Amryt's lead development candidate, Oleogel-S10 (Filsuvez®) is a potential treatment for the cutaneous manifestations of Junctional and Dystrophic Epidermolysis Bullosa (“EB”), a rare and distressing genetic skin disorder affecting young children and adults for which there is currently no approved treatment. Filsuvez® has been selected as the brand name for Oleogel-S10. The product has been submitted to FDA for approval and in June 2021, Amryt received confirmation from the FDA that its NDA for Oleogel-S10 had been accepted and granted priority review. The FDA also set a target PDUFA date of November 30, 2021.
Amryt’s pre-clinical gene therapy candidate, AP103, offers a potential treatment for patients with Dystrophic EB, and the polymer-based delivery platform has the potential to be developed for the treatment of other genetic disorders.
Amryt also intends to develop oral medications that are currently only available as injectable therapies through its Transient Permeability Enhancer (TPE®) technology platform.
For more information on Amryt, including products, please visit www.amrytpharma.com.
This announcement contains inside information for the purposes of article 7 of the Market Abuse Regulation (EU) 596/2014 as it forms part of retained EU law by virtue of the European Union (Withdrawal) Act 2018. The person making this notification on behalf of Amryt is Rory Nealon, CFO/COO and Company Secretary.
Shore Capital (Edward Mansfield, Daniel Bush, John More) are NOMAD and Joint Broker to Amryt in the UK. Stifel (Ben Maddison) are Joint Broker to the company in the UK.
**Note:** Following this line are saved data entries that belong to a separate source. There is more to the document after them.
PR #1, opened 2018-05-08
Update to Inferno

jricher:
updated configurations to use inferno paths instead of crucible_smart_app

Removed unicorn from dev image

### DIFF
--- a/Dockerfile
+++ b/Dockerfile
@@ -4,9 +4,5 @@ FROM ruby:2.5
 COPY Gemfile* ./
 RUN bundle install
 
-# Set up unicorn (BUT the config will come from the mounted volume)
-RUN gem install unicorn
-RUN mkdir /var/unicorn && mkdir /var/unicorn/pids && mkdir /var/unicorn/log
-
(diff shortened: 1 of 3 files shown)


arscan:
This branch seemed to work on my local windows dev machine, but I'm not that familiar with this setup so I'd appreciate it if @srmoore could review and make sure there isn't anything missing.

I did notice a reference to crucible_smart_app in the nginx.conf file, though I don't know if this impacts the docker deployment.  We are going to have to do a full scrub of all documentation and deployment configuration to make sure all the directories are properly updated.  I'm ok doing that after these PRs get in so that we can get the docker part properly set up for @nbashyam though.

https://github.com/siteadmin/inferno/blob/update-to-inferno/deployment-files/nginx.conf#L49

jricher:
@arscan the docker deployment is not affected by that line, it was leftover from other configuration attempts that didn't pan out and can be cleaned up. NGINX doesn't use that directive in this setup anymore. I stopped short of doing the full scrub and just did what was needed to get the functionality going.

PR #4, opened 2018-05-31
Adding sample test data for FHIR servers

aviars:


nbashyam:
Finished merge.

jricher:
Why was this sample data put into the inferno site overlay? It should be removed from here and put into its own repository.

aviars:
I think its fine where it is for now. Rob was okay with it here.

PR #10, opened 2018-08-17
add manual confidential client

radamson:
Allows users to use register confidential clients manually or dynamically.  Added some tooltips on the view for it as well describing it.


arscan:
You also need to add very similar (or exactly the same) logic to provider ehr launch sequence.  To test that against HSPC, manually register a client (the HSPC sandbox doesn't allow you to do the EHR launch from a dynamically registered client), and choose settings on your app, and click 'Launch'.

There is massive overlap between EHR and standalone sequences.  EHR launch is basically standalone but that is initiated from a link in the EHR to this app.

arscan:
Noticed that one of the labels didn't match the checkbox, and while I was in there I fixed URI/URL inconsistencies and made the order of the 'Confential Client' be the same across modals.

PR #14, opened 2018-08-21
When executing tests, make sure to leave off trailing slash.

arscan:
Previously, when executing tasks, we added a trailing slash when hitting the URL that ran the tests.  There was a failure case where the user manually closed the modal (going to fix that in a separate PR), the user was left at a URL like `.../Conformance/`.  When clicking on the `rerun` button, it would just append `Conformance` to the previous URL, so it now hit `.../Conformance/Conformance`.

This fixes that by simply sending the user to `../Conformance` instead, so using trailing slashes doesn't break anything.

You can test by allowing the SSL timeout issue to manifest itself, then click 'off' the modal, then click `Rerun`.  This fixes that problem, and shouldn't cause any other problems.


radamson:
Fixed a merge conflict caused by another recent pull request

PR #28, opened 2018-09-04
X-Browser Bugfixes

notpace:
- [x] Fix broken regex for IE/Edge on Windows
- [x] Find and fix other IE/Edge issues on Windows
- [x] Test Safari on macOS
- [x] Test Firefox on Windows
- [x] Test Firefox on macOS
- [x] Test Chrome on macOS
- [x] Test Chrome on Windows

### DIFF
--- a/public/js/app.js
+++ b/public/js/app.js
@@ -24,33 +24,15 @@ $(function(){
    }
   });
 
-
-  // $('.sequence-main').on('click', function(e) {
-  //   if(e.target.getAttribute('role') !== 'button' && e.target.className !== 'result-details-clickable'){
-  //     $(this).parent().find('.collapse').collapse('toggle');
-  //   }
-  // });
-
   $('.sequence-expand-button').click(function (event) {
-    event.preventDefault ? event.preventDefault() : (event.returnValue = false);
-    let button = $(this)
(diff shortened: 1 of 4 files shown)


public/js/app.js
```diff
@@ -32,7 +32,7 @@ $(function(){
   // });
 
   $('.sequence-expand-button').click(function (event) {
-    event.preventDefault();
+    event.preventDefault ? event.preventDefault() : (event.returnValue = false);
```
arscan: Should we do this instead?  https://github.com/siteadmin/inferno/compare/development...a-to-button-example

I didn't merge because of conflicts.  If you agree, just grab that code and add it in here?  Anchor tags shouldn't be used for things that aren't external links.

notpace:
For future reference, here's the generic test script/things I am looking for during x-browser testing:

notpace:
Edge now works reasonably well, but IE11 has issues with bootstrap, jquery, popper, tether, open-iconic, and the custom js written for Inferno.  We'll need some polyfills and some time to test IE11 more deeply.

arscan:
Looks good, we'll hold off on IE11 and look at potentially supporting that in later versions.

PR #29, opened 2018-09-05
Detailed sequence-level explanations

arscan:
Currently just has detailed information about conformance right now.  We may consider merging this in early though to try to reduce merge conflicts later.


notpace:
Agreed

PR #32, opened 2018-09-05
TLS timeout quickly

radamson:
TLS Tester which uses NET::HTTP and times out instead of hanging on creating a TCP Socket.

Started to a unit test but I'm not sure WebMock can adequately handle testing TLS versions as SSL seems out of their purview (https://github.com/bblimke/webmock/issues/757).

We could probably do something fancier in the future using webmock and an external service (although I'm sure there are other ways as well).  I've seen some things similar to this:

```
WebMock.disable_net_connect!(allow_localhost: true)
stub_request(:any, "https://www.example.org/").to_rack(
        Rack::Handler::WEBrick.run TlsTestServer, {:SSLVersion => OpenSSL::SSL::TLS1_2_VERSION, :Port => 8000}
)
```

Default Timeout for opening the connection is 60 seconds, but we could set it lower. (See the open_timeout attribute of NET::HTTP)


notpace:
image

PR #33, opened 2018-09-06
Implement guided mode

schreiaj:
The UX for the happy path is in there

The new way to stream results back to the client is also included.


arscan:
As discussed, we are tabling this, for now at least.  Will perhaps revisit some UI elements, but probably not this implementation.  If we are going to make upgrades to page delivery we will probably go full json-api route.

PR #36, opened 2018-09-11
Modular Sinatra and Namespacing

radamson:
- [x] Update view components to handle new namespacing (e.g. "Inferno::Sequence::ExampleSequence"
- [x] Update and test rake tasks for new namespace and structure
- [x] Update and test tests for new namespace and structure


radamson:
screen shot 2018-09-11 at 6 54 27 pm
Tests pass

PR #37, opened 2018-09-12
Update base to go to index page

radamson:


arscan:
Did you check to make sure that this still works with `interno-site-overlay`?

radamson:
Tested it independently and with the site-overlay without issue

This announcement may contain forward-looking statements and the words "expect", "anticipate", "intends", "plan", "estimate", "aim", "forecast", "project" and similar expressions (or their negative) identify certain of these forward-looking statements. The forward-looking statements in this announcement are based on numerous assumptions and Amryt's present and future business strategies and the environment in which Amryt expects to operate in the future. Forward-looking statements involve inherent known and unknown risks, uncertainties and contingencies because they relate to events and depend on circumstances that may or may not occur in the future and may cause the actual results, performance or achievements to be materially different from those expressed or implied by such forward-looking statements. These statements are not guarantees of future performance or the ability to identify and consummate investments. Many of these risks and uncertainties relate to factors that are beyond Amryt's ability to control or estimate precisely, such as future market conditions, the course of the COVID-19 pandemic, currency fluctuations, the behaviour of other market participants, the outcome of clinical trials, the actions of regulators and other factors such as Amryt's ability to obtain financing, changes in the political, social and regulatory framework in which Amryt operates or in economic, technological or consumer trends or conditions. Past performance should not be taken as an indication or guarantee of future results, and no representation or warranty, express or implied, is made regarding future performance. No person is under any obligation to update or keep current the information contained in this announcement or to provide the recipient of it with access to any additional relevant information that may arise in connection with it. Such forward-looking statements reflect the Company’s current beliefs and assumptions and are based on information currently available to management.